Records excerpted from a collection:
Issue #185, opened 2021-04-12
Secretary should no longer be a required reviewer


miggol:
Currently every review must have at least one secretary user assigned to it. The origin of this rule might have been technical or procedural, but currently the secretary would prefer it didn't exist. This would save a step in reviews where the secretary isn't interested in reviewing a proposal themselves. A secretary has to make the final call anyway.

After removing this rule in `ReviewAssignForm`, I've run into the following:

- If a secretary user visits the close form for a review they are not a part of, they are auto-added back to the list of reviewers.
- The "decide" button goes straight to `ReviewCloseForm`, which is quite similar to the decide form. There is no warning if there are still open decisions for this review. So a (temporary) secretary could easily get confused and close a review thinking they were simply adding a comment.
- The template link somehow bugs out if a secretary user tries to go to "decide" when they're not in the reviewing users `NoReverseMatch at /reviews/decide/new/39)/` (sic, with parenthesis)

These are issues that will likely cause problems when there is more than one secretary, so I'm going to get this fixed before the temp secretaries take over.

miggol:
This requirement has now been lifted and it's live in production.

PR #188, opened 2021-04-19
Fix/multiple secretaries

miggol:
This addresses #185 so that multiple secretaries can work at the same time.

`CreateDecisionRedirectView` is now unused, and I've chosen to comment out rather than remove code relating to the "always have a secretary as reviewer" rule. We might need it again in the future.


tymees:
Looks good.

However, I think commenting out, or placing a return statement before that code, is not really the way to go. The beauty of Git is that we can recover any changes we made, so why not use that? We could always leave a comment somewhere that we used to have that functionality, but it was removed the date of the commit. 

It's a bit more hidden that way, but that also means cleaner code.  (And less accident prone)

miggol:
Good point, I agree. The only part I still left in is `CreateDecisionRedirectView`, because I can see some use for it in the short term now that secretaries are no longer required reviewers. Something like a quick "add decision for me" button.

PR #199, opened 2021-05-17
Some UFL bug fixes

tymees:
This PR fixes the following:
- Sort on reference number not working on decision list pages
- Conclusion showing as a sort option on decision pages (now removed, no pages benefit from this)
- Conclusion showing as a sort option on review pages (now a filter)
- get_continuation_display being a bit eager in predicting the result of a review before it has been concluded
- Inconistant usage of 'stage' vs 'phase'

Lastly, this branch targets the release version of UiL Core, which has some additional bug fixes. The only relevant fix is the search bar no longer crashing and burning if it can't find a specific attribute.


tymees:
Also changed Frans' email adress to the right one. I added this here, as merging locale files is annoying and this avoids that whole thing.

miggol (approved):
Looks good!

PR #201, opened 2021-05-18
 [HOTFIX] Fixed edit document link only linking to the first trajectory to develop

tymees:
The previous document edit link only allowed editting the first trajectory (well, the first document object).

This PR fixes that, by adding an edit link for every documents object.

Also changed the compare link logic a bit.


miggol:
I think when I wrote it I was somehow convinced that studies shared a Documents item. Having a single link for the attachments page would never have worked without rewriting that as well. Quite an educational hotfix for me!

PR #202, opened 2021-05-18
Instruct Travis to use Python 3.6

tymees:
Title pretty much says it all.

Should fix Travis erroring, making it usefull again


tymees:
Okay Travis works again, showing us we have some errors when running the tests.

Probably should investigate those errors at some point

PR #743, opened 2024-11-05
Feature/extra attachments

miggol:
This branch allows for the adding for extra attachments to a proposal and its studies.

An additional change to this branch is that we now allow changing the kind ("Type") of an attachment in the attachment update views. 

Earlier I thought it would make sense to always enforce the kind if it was set by a slot. Now, when implementing extra files this felt like an overreach which would require deleting and re-adding of files by the user if they ever wanted to change the type.

Changing the type of a required attachment will simply move it from the required to an extra slot, as the attachment no longer fulfills the requirements for the required slot. Only if you are adding a **new** attachment to a required slot will the kind be enforced by the view.

I recommend taking a look at the changes to `Stepper.attachment_slots()`, which is now a property that matches slots on the fly. Slots generated by checkers now live in `Stepper._attachment_slots`, but that change should be of no consequence as long as the `Stepper.add_slot()` method is used.

### DIFF
--- a/attachments/kinds.py
+++ b/attachments/kinds.py
@@ -48,7 +48,7 @@ class DataManagementPlan(ProposalAttachmentKind):
 class OtherProposalAttachment(ProposalAttachmentKind):
 
     db_name = "other"
-    name = _("Overige bestanden")
+    name = _("Overig bestand")
     description = _("Voor alle overige soorten bestanden")
 
     def num_required(self):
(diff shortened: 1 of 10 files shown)


EdoStorm96 (approved):
Nice work overall! Some clever stuff here. I did find one crazy bug, but the fix is super simple, so, granted you fix this, I approve :)

Issue #733, opened 2024-10-24
Registration situation


EdoStorm96:
So as off the new attachments system, we want to check if a study measures using video or audio recording. Right now we can only check this clearly for observations and tasks ... the `measurement` field for interventions is just a text field. However that is not the only problem/annoyance: Both observations and tasks make use of a registration model, to provide options for picking the measurement method. However, these are separate models with the same name. Even though, their attributes basically fully overlap:

![image](https://github.com/user-attachments/assets/88ec6a6c-0f49-4aa5-9a01-c01e978aed5f)

The options are loaded as migrations (registrations.json and 00_registrations.json) and although there is a minor difference between the options, there should just be one registration model, covering for both these cases. We can then select the choices manually for different study types, if so desired.

I would prefer though, to have a question of registration method, for each study, regardless of study type, possibly on a seperate page. That would increase uniformity, and allow for more possibilities + checking if a study features audio or video recording would become way more efficient.

PR #753, opened 2024-11-07
Feature/all attachment kinds

EdoStorm96:
Woopee, there we are. While closely reading along the master instruction and [this page](https://intranet.uu.nl/en/knowledgebase/documents-ethics-assessment-committee-humanities?check_logged_in=1) I've implemented all the possible attachment kinds into the new attachment system. While writing up the different kinds was doable ... the logic for when certain slots are to be added with the right desiredness was quite a pain and led me down deep paths of the portal's architecture. The bulk of the action happens in the `StudyAttachmentChecker`. I am not sure if this is the most elegant solution for implementing all this logic ... But it becoming somewhat of a mess was unavoidable ... But I'm open to tips for improvements! I think the best way to understand all this is to keep the document/email with the master instruction close at hand.

Checking whether a study features recordings is especially annoying due to #733... I was also struggling a bit with making sure the other of a pair becomes optional when one is present. The wishes for this are also quite specific, so I could not find a nice way to generalize this behavior.

I added some pretty extensive descriptions taken from the page linked to above. These are currently not used, but might come in handy later.

I though I would also tackle translations, so I did this for the whole attachments branch.

Finally I implemented the attachments page into the general flow of the form, so now the back and forward buttons work correctly ... As of the current state of the portal this requires a form, so I added an empty form for enabling this.

Sorry for the big commits, (6654c4a42259e739f5f5a84af57af6091447d93e & ba2ddfdd3181e1aacddb07f9e546b1b4b5febec9) but it just made most sense as a whole imo.

### DIFF
--- a/proposals/utils/checkers.py
+++ b/proposals/utils/checkers.py
@@ -12,7 +12,7 @@ from tasks.views import task_views, session_views
 from tasks.models import Task, Session
 
 from attachments.utils import AttachmentSlot, desiredness
-from attachments.kinds import InformationLetter, DataManagementPlan
+from attachments.kinds import DataManagementPlan, LEGAL_BASIS_KIND_DICT
 
 from .stepper_helpers import (
     Checker,
@@ -472,12 +472,13 @@ class StudyAttachmentsChecker(
     def check(
         self,
     ):
-        kind = InformationLetter
-        info_slot = AttachmentSlot(
-            self.study,
-            kind=kind,
-        )
-        self.stepper.add_slot(info_slot)
+        if self.study.legal_basis is not None:
+            kind = LEGAL_BASIS_KIND_DICT[self.study.legal_basis]
+            info_slot = AttachmentSlot(
+                self.study,
+                kind=kind,
+            )
+            self.stepper.add_slot(info_slot)
         return []
 
 
--- a/proposals/utils/checkers.py
+++ b/proposals/utils/checkers.py
@@ -4,9 +4,12 @@ from django.urls import reverse
 from proposals import forms as proposal_forms
 from proposals.models import Wmo
 from studies import forms as study_forms
+from studies.models import Study
 from interventions import forms as intervention_forms
 from observations import forms as observation_forms
+from observations.models import Registration as observation_registration
 from tasks import forms as tasks_forms
+from tasks.models import Registration as task_registration
 
 from tasks.views import task_views, session_views
 from tasks.models import Task, Session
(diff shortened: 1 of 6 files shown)


proposals/utils/checkers.py
```diff
@@ -472,14 +486,125 @@ def __init__(
...
+
+    def at_least_one_fulfilled(self, slots):
+        """
+        Function which receives a list of slots and checks if at least one has
+        been fullfilled. It returns None, or the fullfiled slot
+        """
+        fullfilled_slot = None
+        for slot in slots:
+            # check if any of these slots have been fullfilled yet using match()
+            slot.match(exclude=[])
```
miggol, line 603: This is somewhat abusive of the match function, because `slot.match()` modifies the internal state of the slot, setting its kind and attachment based on what it finds.

I think this currently does no tangible harm, but it's definitely something that can potentially go wrong in the future. I would like to request the following change:

* Modify `slot.match()` to just return the matched attachment or False if nothing is found. It should no longer change the state of the slot.
* Add a new `slot.match_and_set()` method that calls `match()`, and if it finds something, it sets `self.kind` and `self.attachment`.

Like so we can use `slot.match()` for use cases like in this checker, and use `match_and_set()` where we actually desire to change the state of the slot, such as in `stepper.add_slot()` and `stepper.attachment_slots()`.

Otherwise reusing the match method here is a great solution, I just don't like all these slots getting different attachments and kinds set for every pass of the checker.

miggol (changes requested):
Awesome! I'm very happy with this.

At first I thought that putting everything in one checker would make it messy, but this works fine.

Please take a look at #755 for making it more clear when only one of a set of documents is required.

There are however some issues with the logic. Here's the first one:

> Als op dit punt bij de grondslag toestemming nog geen toestemmingsverklaring (voor kinderen) verplicht is, wordt de gewone toestemmingsverklaring grondslag toestemming verplicht gesteld.

I believe that in the current state, that final "toestemmingsverklaring grondslag toestemming" is made mandatory even if the consent forms for kids are already mandatory. That shouldn't be the case.

I believe the same should be the case here:

> In het geval dat er in het traject is aangegeven dat er bijzondere persoonsgegevens worden verzameld, en er nog geen akkoordverklaring voor opnames of script voor het maken van opnames in ingediend, wordt bij algemeen belang de toestemmingsverklaring algemeen belang met bijzondere persoonsgegevens verplicht gesteld.

Although here it's definitely an error of mine in the "law". I would reword the above as follows:

> In het geval dat er in het traject is aangegeven dat er bijzondere persoonsgegevens worden verzameld, en er nog geen akkoordverklaring voor opnames of script voor het maken van opnames **verplicht is gesteld**, wordt bij algemeen belang de toestemmingsverklaring algemeen belang met bijzondere persoonsgegevens verplicht gesteld.

Basically this avoids the case where an attachment is mandatory only if a different mandatory file has not yet been added. That makes no sense, because that means that the first file will always be optional, because the second file will always be added anyway.

I think this makes the logic simpler in the end, but sorry for the extra work cause by my mistake.

EdoStorm96:
I would say I have adressed all you comments. I have also made it the case, that a consentform for adults gets required if the study has adults and the stuff for children, if a study has children. These being interdependant did not make much sense, although we will check with Desiree on this.

attachments/utils.py
```diff
@@ -35,25 +35,36 @@ def __init__(
...
 
+    def match_and_set(self, exclude):
+        """
+        Uses self.match() to find a matching attachment. If it finds one, it
+        sets self.attachment and self.kind
+        """
+        matched_attachment = self.match(exclude=exclude)
+        if matched_attachment:
+            self.attachment = matched_attachment
+            self.kind = get_kind_from_str(matched_attachment.kind)
```
miggol, line 66: Match_and_set should actually still return True, or the instance, or anything truthy if it succeeds. Otherwise `stepper.attachment_slots()` will not work.

Although in that specific method we do actually want to modify internal slot state.

proposals/utils/stepper.py
```diff
@@ -66,7 +66,7 @@ def attachment_slots(
                     obj,
                     force_desiredness=desiredness.EXTRA,
                 )
-                success = empty_slot.match(exclude=exclude)
+                success = empty_slot.match_and_set(exclude=exclude)
```
miggol, line 69: This is why `match_and_set()` needs to return something. Its return value matters

miggol (approved):
Very nice! I left some comments for posterity but no need to do anything with them, I've fixed them as I went along. This branch is good now.

Issue #749, opened 2024-11-05
Selecting "This trajectory is fully anonymous." does not work


tijmenbaarda:
Path: `/studies/personal_data/`

When selecting this option, the choice is not saved in the database. This happens both when no choice was made yet and when altering a previous choice. The other two options work.

miggol:
Hoort bij 4.0, want is mogelijk al opgelost

Issue #748, opened 2024-11-05
Overzicht van alle sessies en taken - creating a session should be obligatory


djhcapel:
If I select 'Opslaan en volgende stap' on 'Overzicht van alle sessies en taken', I arrive at the page 'Overzicht en eigen beoordeling van het gehele traject', while I had expected to be forced to create a session first. I do see a warning on 'Overzicht en eigen beoordeling van het gehele traject' that no session has been created yet, but I should not have been able to get to that page in the first place, right?

EdoStorm96:
Mmm yes ... This is a bit more of a design choice. On the session overview you are able to click: create a session. To create sessions and tasks, you cannot just keep clicking save and go to next page, but you have to manually create them ...

miggol:
Decided in meeting to make the "Time to create session" text more angry/imperative. It should be made clear that this trajectory is *not finished* even though we do allow the user to continue.

Issue #742, opened 2024-11-05
Participants - hierarchy


djhcapel:
This question should be obligatory, since it is a criterion for long-route applications.

miggol:
High-priority, this should be obligatory.

Worth checking if other fields also have this issue, because it's a normal form field that *should* have been validated.

Issue #741, opened 2024-11-05
After failing validation of WMO application form, the upload box is visible even if "no" is selected


tijmenbaarda:
Path: `/proposals/wmo/application/`

See image. The upload box should be invisible, because "no" is selected. When selecting "yes" and then "no" again, the box disappears. Probably not a high priority though.

![image](https://github.com/user-attachments/assets/cd2294a3-a0e1-4c5a-ae6a-96ce5efc88ab)

miggol:
Worth fixing, JS issue, shouldn't be too big. But not high-priority for 4.0

PR #754, opened 2024-11-07
Fix/bugs from testing

EdoStorm96:
Let's keep this ball rolling!

So this covers most of the bugs found from testing. The only one left is regarding the stepper colors ...

#739:
So this was an oversight on my part (you might notice a pattern in this PR ... ;p) But yeah, some pretty funky functionality. I had to make sure wmo.js worked correctly and supply some ok-looking styling from check-wmo for the resulting little message. Seems to work fine now.

#742:
Ensure `hierarchy` gets validated.

#749:
Another oversight on my part. The PR (#715)  where I implemented this stuff featured an almost identical bug, which you pointed out ... But I didn't bother to check if I had made that same mistake again (`if not cleaned_data["{field}":`) which becomes buggy when validating falsey values. Woopsiee. Won't make this mistake again!

#748:
Did some style stuff on the warning for "you forget to make tasks/sessions" ... Nothing crazy. However ... I did run into an annoying issue. On SessionEndForm/session_end.html, there is a non_field_error provided, which is mostly used for validating in the stepper... SessionOverviewForm has a similar purpose. However, SessionOverviewForm, does not get rendered at all. On SessionEndForm, we do render this form, so this results in an ugly duplicate warning. I was figuring out a way to remove this. Got a bit annoyed and brute forced my way through with a script tag on the template, removing the warning by class name. It's very hacky, but it works for now ... Maybe you have a better solution?

#741:
So the WMO_application page now works as expected. This is also due to a tweak of depends_on_value, where it can now also clear radio input that were dependant on an earlier question. I've gone through every use of depends_on_value and this change does not cause any issues anywhere.

### Edit no. 2

I've also just pushed some other minor stuff. like using get_intervention on the StudyOverview and a minor translation fix.

The final thing is a bit bigger: I've converted StudyDesign to a normal ModelForm, to ease validation of this. It was a bit annoying and caused some of the Stepper issues ... This did require a custom rendering of this form, which is pretty crazy. But the backend stuff is much simpler now.

### Edit no. 3

Ok, so I've just pushed a few more things to this branch ... Sorry this is getting unwieldy. But I will leave it alone from now!

#645:
I've ensured that if there are no other applicants, applicants will always be reset to just the user, and if there are other_applicants, the user will always get added to applicants. This makes the form validation simpler, but, although it complicates the form_valid a bit ... The one bug that can still occur on this page, is that if you first say yes to other_applicants, then remove all applicants and change other_applicants to "No" again, you will get stuck. Because of the MultipleSelectWidget's error message, which is invisible ...

Sidenote: The MultipleSelectWidget seems to be unable to display error messages, which is why error's with the applicants field, get displayed on the other_applicants field, which leads me to:

#730:
So this was happening because the MultipleSelectWidget's inability to display errors ... See my [issue](https://github.com/CentreForDigitalHumanities/django-shared-core/issues/109) in the DSC for this. With this specific issue, I've removed most of the errors that could occur from this form, by forcing some correctness with my fix for #645. But the final form error for the applicants field, does display on the other_applicants field. As I proposed in my comment on #730.

#728:
I've added supervisor to `_soft_validation_fields`. Easy fix. Here, I've also made sure that any errors with the MultipleSelectWidget, get displayed on the "relation" field ... Bit annoying, but what can you do. (for now)

#729:
So, this was a similar issue & fix as with #741. I simply made sure that check_field_required, clears radio inputs, if it makes a field disappear. This ensures that fields whose visibility is dependant on multiple layers, get removed when desired.

PS I'm sorry about the big branch ... But at least it fixes a lot of issues (9 ... lol). But will try to avoid this many issues in a single branch in the future. It was just so tempting to keep on pushing :p

Happy reviewing :)


studies/forms.py
```diff
@@ -276,31 +260,19 @@ class Meta:
...
-        if not "study_types" in cleaned_data:
-            error = forms.ValidationError(
-                _("Je dient minstens een van de opties te selecteren."), code="required"
-            )
-            self.errors["study_types"] = error
-
-        # this checks the hidden fields, and could be used for validating this
-        # form elsewhere
-        if not any(cleaned_data.values()):
+        if not True in cleaned_data.values():
```
miggol, line 275: I bet this feels good

studies/templates/studies/study_design_form.html
```diff
@@ -0,0 +1,21 @@
...
+
+<div class="d-flex flex-column">
+    <label class="form-label d-block">
+        {% trans "Om welk type onderzoek gaat het hier? Je kan meerdere opties aankruisen." %}
+    </label>
+    <div class="uu-form-row">
+        <div class="uu-form-field">
+            {% for field, field_errors in fields %}
+                <input type="checkbox" class="form-check-input" name="{{ field.name }}">
+                <label class="form-check-label">{{ field.label }}</label>
```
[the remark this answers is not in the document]
miggol: Okay this form template is also not rendering initial values. Might be best to use a Django form template as a reference to make sure nothing else is missing.

Or maybe we can still just render the actual widget, and changing the form and div around it is enough?

tasks/templates/tasks/session_end.html
```diff
@@ -43,3 +43,12 @@ <h3 class="mt-3">{% trans "Taken" %}</h3>
     </div>
     <p>{% trans "Beantwoord op basis van dit overzicht de volgende vragen:" %}</p>
 {% endblock %}
+
+{% block post-form-pre-buttons %}
+    <script>
+    // So this form features a non-field error which gets used for validation
+    // However, it does not need to be visible here ...
+    // this is a very hacky way to remove it.
+    document.getElementsByClassName("alert-primary")[0].remove()
```
miggol, line 52: This does nothing for me currently. This class isn't used

EdoStorm96:
Allright, I've adressed your comments. These were mostly pretty easy fixes, also thanks to your suggestions :)

Some things to note:
- I've removed the SoftValidationMixin from StudyDesignForm, as that was messing with the validation for me.
- I've added the missing migration that has been around for a while now.
- So I've gone through all occurences of study.has_{study_type} and replaced it with get_{study_type}, when it made sense. I think it is alright like this, but this was a bit heady.

Everything seems to work well :)

miggol (approved):
Awesome, all good!

There's an issue where StudyDesign and StudyEnd validate as complete without having visited them. But that was there already, I think.

EdoStorm96:
> There's an issue where StudyDesign and StudyEnd validate as complete without having visited them. But that was there already, I think.
Ughh what is up with these?? So annoying ...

What to work on: Find the word "single" in the entries, then copy out every line that has it.

Task output:
I think when I wrote it I was somehow convinced that studies shared a Documents item. Having a single link for the attachments page would never have worked without rewriting that as well. Quite an educational hotfix for me!
PS I'm sorry about the big branch ... But at least it fixes a lot of issues (9 ... lol). But will try to avoid this many issues in a single branch in the future. It was just so tempting to keep on pushing :p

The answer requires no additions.